- [The data]:
● ● ●
PR #3315, opened 2023-11-02
Add Gradle integration test for `wasm-js` and `wasm-wasi` targets

vmishenev:


integration-tests/gradle/projects/it-wasm-js-wasi-basic/build.gradle.kts
```diff
@@ -0,0 +1,52 @@
...
+        configureEach {
+            externalDocumentationLink {
+                url.set(URL("https://kotlinlang.org/api/kotlinx.coroutines/"))
+            }
+        }
+    }
+}
+
+// HACK: some dependencies (coroutines -wasm0 and atomicfu -wasm0) reference deleted *-dev libs
+configurations.all {
```
igoriakovlev, line 43: You do not need it becase new versions without deprecated dependencies were published.
Please check latest versions [here](https://youtrack.jetbrains.com/issue/KT-62871/K-Wasm-republish-libraries-for-wasm-js-with-1.9.20-RC2-or-newer-if-available).

integration-tests/gradle/projects/it-wasm-js-wasi-basic/gradle.properties
```diff
@@ -0,0 +1,5 @@
+#
+# Copyright 2014-2023 JetBrains s.r.o. Use of this source code is governed by the Apache 2.0 license.
+#
+
+dokka_it_kotlin_version=1.9.20-RC2
```
igoriakovlev, line 5: 1.9.20 was published. I suggest to use it.

igoriakovlev (approved):

whyoleg (approved):
LGTM
But, what do you think about replacing existing Wasm test instead of creating new one? Wasm is still experimental, and recently in 1.9.20 it started to using latest WasmGC opcodes, so now pre 1.9.20 built binaries will not work in recent browsers and nodejs. And so may be it doesn't make sense to have any tests for them, as eventually it will be deprecated and removed?

IgnatBeresnev (approved):
:+1: 

I think the decision to add it as a separate test project is good. The old test that checks that Dokka works with 1.9.10 Wasm doesn't cause any problems, and it will be easy to get rid of if it starts misbehaving or when it's time to drop 1.9.10 support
● ● ●
- [Exercise requirements]: All the records above need to be printed exactly.

- [Exercise answer]:
PR #3315, opened 2023-11-02
Add Gradle integration test for `wasm-js` and `wasm-wasi` targets

vmishenev:


integration-tests/gradle/projects/it-wasm-js-wasi-basic/build.gradle.kts
```diff
@@ -0,0 +1,52 @@
...
+        configureEach {
+            externalDocumentationLink {
+                url.set(URL("https://kotlinlang.org/api/kotlinx.coroutines/"))
+            }
+        }
+    }
+}
+
+// HACK: some dependencies (coroutines -wasm0 and atomicfu -wasm0) reference deleted *-dev libs
+configurations.all {
```
igoriakovlev, line 43: You do not need it becase new versions without deprecated dependencies were published.
Please check latest versions [here](https://youtrack.jetbrains.com/issue/KT-62871/K-Wasm-republish-libraries-for-wasm-js-with-1.9.20-RC2-or-newer-if-available).

integration-tests/gradle/projects/it-wasm-js-wasi-basic/gradle.properties
```diff
@@ -0,0 +1,5 @@
+#
+# Copyright 2014-2023 JetBrains s.r.o. Use of this source code is governed by the Apache 2.0 license.
+#
+
+dokka_it_kotlin_version=1.9.20-RC2
```
igoriakovlev, line 5: 1.9.20 was published. I suggest to use it.

igoriakovlev (approved):

whyoleg (approved):
LGTM
But, what do you think about replacing existing Wasm test instead of creating new one? Wasm is still experimental, and recently in 1.9.20 it started to using latest WasmGC opcodes, so now pre 1.9.20 built binaries will not work in recent browsers and nodejs. And so may be it doesn't make sense to have any tests for them, as eventually it will be deprecated and removed?

IgnatBeresnev (approved):
:+1: 

I think the decision to add it as a separate test project is good. The old test that checks that Dokka works with 1.9.10 Wasm doesn't cause any problems, and it will be easy to get rid of if it starts misbehaving or when it's time to drop 1.9.10 support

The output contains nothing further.